Lettera del consumatore

8 novembre 2003
Domanda 8 novembre 2003
Vi scrivo per denunciare un grave evento risalente a poco tempo fa: durante una normale manovra di parcheggio, quindi a bassissime velocita', a causa della discesa della ruota anteriore dx da un marciapiede il pianale della mia autovettura, una Renault Twingo, ha subito un urto; quest'ultimo ha innescato il meccanismo d'esplosione dei due airbag (conducente e passeggero).
Oltre allo spavento non indifferente, la suddetta esplosione mi ha provocato la frattura ad un dito con conseguenti 25 giorni d'ingessatura.
Ho portato l'autovettura alla sede Renault di Roma, come richiesto dal Servizio Clienti, la quale mi ha successivamente comunicato che dalla perizia effettuata e' emerso il corretto funzionamento degli airbag; l'attivazione di quest'ultimi risultava generata dagli evidenti segni d'urto sotto il pianale.
La casa declina quindi qualsiasi responsabilita' imputabile al prodotto e si solleva dagli oneri in merito ai danni subiti.
La mia perplessita' e' accresciuta dal fatto che circa tre anni fa la Renault mi contatto' d'urgenza proprio per effettuare un controllo sugli air-bag - fatto che e' risultata chiara da una ricerca internet: la Renault fece un richiamo di 140, 000 Twingo prodotte in Francia ed Uruguay nel biennio 98/99, proprio per airbag difettosi. La mia autovettura e' stata immatricolata nel novembre 1999.
Ad ogni modo, ammettendo pure che l'urto sia stato secco (l'autovettura e' un'utilitaria, eravamo a bordo in tre adulti, il marciapiede e' alto circa 15cm), personalmente ritengo assurdo che l'airbag si inneschi per cause di questo genere, anche se dalla ricerca che ho eseguito nella vostra rubrica Cara ADUC ho notato che il mio non e' affatto un caso isolato.
In base appunto a questa ricerca su Cara ADUC ho visto che il legale consiglia sempre di far compiere una perizia per accertare l'accaduto prima di intentare qualsiasi azione legale.
Vorrei a questo punto porvi alcune domande:

1) A chi posso rivolgermi qui a Roma per procurarmi un buon perito?

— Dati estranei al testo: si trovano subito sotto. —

PR #465, opened 2021-10-12
[PF-1024] Implement and test enable, disable, get, enumerate applications in workspaces

ddietterich:
This PR provides the REST API for managing applications in workspaces.
See [WSM Application Configure - Design](https://docs.google.com/document/d/1QQ_RoN4pIDGq4bAqhaBOvnStgCU3f23bZb5xysGyLK8/edit#) for details on the semantics.

At this point, the disable operation is not fully implemented as spec'd. It performs the DAO operation, but does not delete any resources. I plan to leave that undone for a bit until I have more direction on how disabling should be done.

**Note**: I noticed that the `gradle :service:build` target was not running unit tests. I added a configuration back so that it runs the unit tests. Seems to work, but if it was removed for some reason, let me know.

### DIFF
--- a/service/src/main/java/bio/terra/workspace/app/controller/WorkspaceApplicationApiController.java
+++ b/service/src/main/java/bio/terra/workspace/app/controller/WorkspaceApplicationApiController.java
@@ -1,5 +1,6 @@
 package bio.terra.workspace.app.controller;
 
+import bio.terra.workspace.common.utils.ControllerValidationUtils;
 import bio.terra.workspace.generated.controller.WorkspaceApplicationApi;
 import bio.terra.workspace.generated.model.ApiWorkspaceApplicationDescription;
 import bio.terra.workspace.generated.model.ApiWorkspaceApplicationDescriptionList;
@@ -12,7 +13,6 @@ import java.util.List;
 import java.util.UUID;
 import javax.servlet.http.HttpServletRequest;
 import javax.validation.Valid;
-import javax.validation.constraints.Min;
 import org.slf4j.Logger;
 import org.slf4j.LoggerFactory;
 import org.springframework.beans.factory.annotation.Autowired;
@@ -20,6 +20,7 @@ import org.springframework.http.HttpStatus;
 import org.springframework.http.ResponseEntity;
 import org.springframework.stereotype.Controller;
 import org.springframework.web.bind.annotation.PathVariable;
+import org.springframework.web.bind.annotation.RequestParam;
 
 @Controller
 public class WorkspaceApplicationApiController implements WorkspaceApplicationApi {
@@ -79,9 +80,11 @@ public class WorkspaceApplicationApiController implements WorkspaceApplicationAp
   @Override
   public ResponseEntity<ApiWorkspaceApplicationDescriptionList> listWorkspaceApplications(
       @PathVariable("workspaceId") UUID workspaceId,
-      @Min(0) @Valid Integer offset,
-      @Min(1) @Valid Integer limit) {
+      @Valid @RequestParam(value = "offset", required = false, defaultValue = "0") Integer offset,
+      @Valid @RequestParam(value = "limit", required = false, defaultValue = "10") Integer limit) {
     AuthenticatedUserRequest userRequest = getAuthenticatedInfo();
+    ControllerValidationUtils.validatePaginationParams(offset, limit);
+
     List<WsmWorkspaceApplication> wsmApps =
         appService.listWorkspaceApplications(userRequest, workspaceId, offset, limit);
     var response = new ApiWorkspaceApplicationDescriptionList();
--- a/service/src/main/java/bio/terra/workspace/db/ApplicationDao.java
+++ b/service/src/main/java/bio/terra/workspace/db/ApplicationDao.java
@@ -8,6 +8,7 @@ import bio.terra.workspace.db.exception.InvalidApplicationStateException;
 import bio.terra.workspace.service.workspace.model.WsmApplication;
 import bio.terra.workspace.service.workspace.model.WsmApplicationState;
 import bio.terra.workspace.service.workspace.model.WsmWorkspaceApplication;
+import com.google.common.annotations.VisibleForTesting;
 import java.util.List;
 import java.util.UUID;
 import org.slf4j.Logger;
@@ -118,7 +119,7 @@ public class ApplicationDao {
   public WsmWorkspaceApplication disableWorkspaceApplication(UUID workspaceId, UUID applicationId) {
 
     // Validate that the application exists; workspace is validated in layers above this
-    getApplication(applicationId);
+    getApplicationOrThrow(applicationId);
 
     // It is an error to have application resources in the workspace if we are disabling it.
     final String countAppUsesSql =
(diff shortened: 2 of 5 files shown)


service/src/main/java/bio/terra/workspace/db/ApplicationDao.java
```diff
@@ -76,6 +107,176 @@ public void createApplication(WsmApplication app) {
...
+   */
+  @WriteTransaction
+  public WsmWorkspaceApplication disableWorkspaceApplication(UUID workspaceId, UUID applicationId) {
+
+    // Validate that the application exists
+    getApplication(applicationId);
+
+    final String sql =
+        "DELETE FROM enabled_application"
+            + " WHERE workspace_id = workspace_id AND application_id = :application_id";
```
zloery, line 126: missing`:` in front of `workspace_id` here! I think this clause is always true otherwise

service/src/main/java/bio/terra/workspace/service/workspace/WsmApplicationService.java
```diff
@@ -28,15 +34,79 @@
...
+  public void disableWorkspaceApplication(
+      AuthenticatedUserRequest userRequest,
+      UUID workspaceId,
+      UUID applicationId,
+      String resultPath,
+      String jobId) {
+
+    workspaceService.validateWorkspaceAndAction(
+        userRequest, workspaceId, SamConstants.SAM_WORKSPACE_OWN_ACTION);
+
```
zloery, line 71: Should this (and the other application methods) also have a call to `StageService.assertMcWorkspace` for now?

service/src/main/java/bio/terra/workspace/service/workspace/flight/disable/application/DisableApplicationKeys.java
```diff
@@ -0,0 +1,6 @@
+package bio.terra.workspace.service.workspace.flight.disable.application;
+
+public class DisableApplicationKeys {
```
zloery, line 3: style note: most other flight keys are organized as static nested classes inside `WorkspaceFlightMapKeys` instead of standalone files. We should be consistent with that, though I don't have a strong opinion on which approach we take.

service/src/main/java/bio/terra/workspace/service/workspace/flight/disable/application/DisableApplicationDaoStep.java
```diff
@@ -0,0 +1,49 @@
...
+  @Override
+  public StepResult undoStep(FlightContext flightContext) {
+    // We want to enable the application even if the application is deprecated, so
+    // use the NoCheck variant of the DAO.
+    applicationDao.enableWorkspaceApplicationNoCheck(workspaceId, applicationId);
+
+    // Set up the flight result
+    WsmWorkspaceApplication wsmApp =
+        applicationDao.getWorkspaceApplication(workspaceId, applicationId);
+    flightContext.getWorkingMap().put(JobMapKeys.RESPONSE.getKeyName(), wsmApp);
```
zloery, line 45: Does the do step also need to store this, or is that expected to be part of a later step?

service/src/test/java/bio/terra/workspace/service/workspace/ApplicationServiceTest.java
```diff
@@ -0,0 +1,201 @@
...
+        .thenReturn(true);
+    Mockito.when(
+        mockSamService.isAuthorized(
+            Mockito.any(),
+            Mockito.eq(SamConstants.SAM_WORKSPACE_RESOURCE),
+            Mockito.any(),
+            Mockito.any()))
+        .thenReturn(true);
+
+    // Return a valid google group for cloud sync, as Google validates groups added to GCP projects.
```
zloery, line 110: This is a unit test, it shouldn't be talking to GCP. Is this in anticipation for creating application-owned resources?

2) In un'ipotesi di perizia a mio favore e quindi di perseguire un'azione legale, considerando il danno fisico subito, cosa potrei aspettarmi di ottenere come risarcimento e quant'e' invece l'ordine delle spese che andro' incontro?

Nel ringraziarvi per il vostro cortese aiuto, vi porgo cordiali saluti.

Risposta ADUC
potrebbe provare a consultare la Camera di Commercio; generalmente, e' possibile in questo modo reperire indicazioni sui periti. Altrimenti, potrebbe contattare direttamente l'Ordine per averne una lista, oppure provare ad informarsi presso il Tribunale.
Il rimborso del danno dovra' tenere conto delle effettive spese sostenute e dell'eventuale invalidita' (temporanea ed eventualmente definitiva) che sicuramente non sappiamo determinarle (in quanto dipende dai costi che puo' dimostrare e dalla perizia medica eventualmente accertante l'eventuale invalidita' -anche questo, e' da vedere se convenga o meno, viste le spese che occorre sostenere).
Il fine dell'intervento, e' pero' essenzialmente quello di ottenere una risoluzione definitiva del malfunzionamento, senza ulteriori oneri.
Se i costi ed i danni sono limitati, forse conviene tentare di agire davanti al giudice di pace, facendo a meno se possibile almeno del legale.